* **What you should do**
Determine how many of the lines below hold the word "them". Give the number and nothing else.

————

PR #477, opened 2016-11-23
Fix ELF entrypoint detection failing on relocated binaries

AaronOpfer:
This is the new version of #472.

~~Please inspect the "Refactor IBinary & Fix ELF relocation bug" commit directly as this changeset is based on my other pull request #474 which is not the code under inspection here.~~

First off: I've broken plugin API. I did this because I thought creating an object and then calling another method to determine whether the object should actually work at all (`validate_header`) was a bit backwards. If the object is invalid, and will never become valid, it should never have existed in the first place. So:

 * The entire contents of `read_header` have been moved into the constructor.
 * `ELFXX`'s constructor will now raise an exception when the read/write fails, ELF header is invalid, etc..
 *  `validate_header` no longer makes sense as public API because we call it from the constructor. It is now private.
 * All of the member functions no longer invoke `read_header` on every call or test `header_` for null. In fact, `header_` is not even a pointer at all anymore.
 * `header_size()` will now add the size of of the program headers to the value it returns if the PHs are directly following the ELF header. This just makes the gray box denoting the header in the disassembler view a little bit longer. Just an aesthetic thing for me.
 * I also changed edb's `q_BinaryInfoList` to be reordered every time a binary loader other than the first one works successfully so that the successful loader will be attempted first next time. I did this when I noticed the ELF32 classes were being instantiated and thrown away and then succeeding with ELF64 immediately afterward on my 64bit debuggee. Now, as soon as the 64 bit one works, it will be used first every time after. This should make the binaryinfo objects slightly cheaper to retrieve (but we should be caching them).

And finally the bug fix: in the `ELFXX` constructor, we iterate the program headers and look for any LOAD header. We then take the LOAD header with the lowest address and assume it indicates the base address as suggested on [this SO post](http://stackoverflow.com/questions/18296276/base-address-of-elf) (we have a few sanity checks in here so that strange binaries will hopefully make us fallback to the old behavior). Then, finally, `entry_point` now adds the memory region start address and subtracts the in-memory base address. 

The part of this code review I am the last confident about is the C++ exception classes and handling as I am mostly unfamiliar with them, so I would appreciate feedback on those areas especially.


eteran:
Thanks,

I especially like the optimization you made in your last point.  Once #474 is merged in, this one will follow shortly. As a note, I am traveling for the holiday, so I may not get to it until I get back on Sunday.

Thanks again!

AaronOpfer:
I've rebased my changes on master so now this pull request should be just the refactor / ELF entrypoint fix.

————

* **Output of the task**
2